Every entry should be returned exactly. Omit none of them.
#### RECORDED INFORMATION
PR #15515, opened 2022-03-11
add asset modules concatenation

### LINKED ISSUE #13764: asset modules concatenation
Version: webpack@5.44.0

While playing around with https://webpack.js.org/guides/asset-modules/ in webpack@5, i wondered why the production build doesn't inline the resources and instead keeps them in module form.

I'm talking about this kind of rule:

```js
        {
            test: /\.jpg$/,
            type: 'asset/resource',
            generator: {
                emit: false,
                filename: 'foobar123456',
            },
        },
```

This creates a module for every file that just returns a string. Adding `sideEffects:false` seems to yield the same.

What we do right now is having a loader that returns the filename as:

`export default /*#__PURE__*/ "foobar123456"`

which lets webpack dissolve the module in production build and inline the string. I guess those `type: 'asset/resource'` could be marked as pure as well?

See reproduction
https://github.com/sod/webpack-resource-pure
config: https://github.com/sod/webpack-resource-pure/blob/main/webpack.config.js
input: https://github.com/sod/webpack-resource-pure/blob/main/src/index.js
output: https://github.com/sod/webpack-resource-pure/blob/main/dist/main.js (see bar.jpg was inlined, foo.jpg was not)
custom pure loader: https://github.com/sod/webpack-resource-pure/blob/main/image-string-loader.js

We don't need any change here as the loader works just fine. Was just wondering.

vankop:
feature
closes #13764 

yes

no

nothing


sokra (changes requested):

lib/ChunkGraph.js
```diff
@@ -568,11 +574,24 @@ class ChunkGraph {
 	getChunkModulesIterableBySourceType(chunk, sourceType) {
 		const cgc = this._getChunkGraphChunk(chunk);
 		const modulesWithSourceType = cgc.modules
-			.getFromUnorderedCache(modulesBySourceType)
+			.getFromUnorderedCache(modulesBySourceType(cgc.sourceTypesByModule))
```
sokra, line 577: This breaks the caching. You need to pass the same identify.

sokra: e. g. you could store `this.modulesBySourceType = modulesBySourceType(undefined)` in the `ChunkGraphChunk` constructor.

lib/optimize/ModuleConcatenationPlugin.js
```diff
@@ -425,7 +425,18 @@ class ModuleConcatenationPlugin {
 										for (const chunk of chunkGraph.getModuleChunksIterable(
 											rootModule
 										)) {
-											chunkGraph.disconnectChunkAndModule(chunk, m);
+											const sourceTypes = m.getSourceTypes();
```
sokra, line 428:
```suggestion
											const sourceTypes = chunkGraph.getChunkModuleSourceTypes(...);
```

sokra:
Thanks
########
SOLUTION TO THE PROBLEM.
PR #15515, opened 2022-03-11
add asset modules concatenation

### LINKED ISSUE #13764: asset modules concatenation
Version: webpack@5.44.0

While playing around with https://webpack.js.org/guides/asset-modules/ in webpack@5, i wondered why the production build doesn't inline the resources and instead keeps them in module form.

I'm talking about this kind of rule:

```js
        {
            test: /\.jpg$/,
            type: 'asset/resource',
            generator: {
                emit: false,
                filename: 'foobar123456',
            },
        },
```

This creates a module for every file that just returns a string. Adding `sideEffects:false` seems to yield the same.

What we do right now is having a loader that returns the filename as:

`export default /*#__PURE__*/ "foobar123456"`

which lets webpack dissolve the module in production build and inline the string. I guess those `type: 'asset/resource'` could be marked as pure as well?

See reproduction
https://github.com/sod/webpack-resource-pure
config: https://github.com/sod/webpack-resource-pure/blob/main/webpack.config.js
input: https://github.com/sod/webpack-resource-pure/blob/main/src/index.js
output: https://github.com/sod/webpack-resource-pure/blob/main/dist/main.js (see bar.jpg was inlined, foo.jpg was not)
custom pure loader: https://github.com/sod/webpack-resource-pure/blob/main/image-string-loader.js

We don't need any change here as the loader works just fine. Was just wondering.

vankop:
feature
closes #13764 

yes

no

nothing


sokra (changes requested):

lib/ChunkGraph.js
```diff
@@ -568,11 +574,24 @@ class ChunkGraph {
 	getChunkModulesIterableBySourceType(chunk, sourceType) {
 		const cgc = this._getChunkGraphChunk(chunk);
 		const modulesWithSourceType = cgc.modules
-			.getFromUnorderedCache(modulesBySourceType)
+			.getFromUnorderedCache(modulesBySourceType(cgc.sourceTypesByModule))
```
sokra, line 577: This breaks the caching. You need to pass the same identify.

sokra: e. g. you could store `this.modulesBySourceType = modulesBySourceType(undefined)` in the `ChunkGraphChunk` constructor.

lib/optimize/ModuleConcatenationPlugin.js
```diff
@@ -425,7 +425,18 @@ class ModuleConcatenationPlugin {
 										for (const chunk of chunkGraph.getModuleChunksIterable(
 											rootModule
 										)) {
-											chunkGraph.disconnectChunkAndModule(chunk, m);
+											const sourceTypes = m.getSourceTypes();
```
sokra, line 428:
```suggestion
											const sourceTypes = chunkGraph.getChunkModuleSourceTypes(...);
```

sokra:
Thanks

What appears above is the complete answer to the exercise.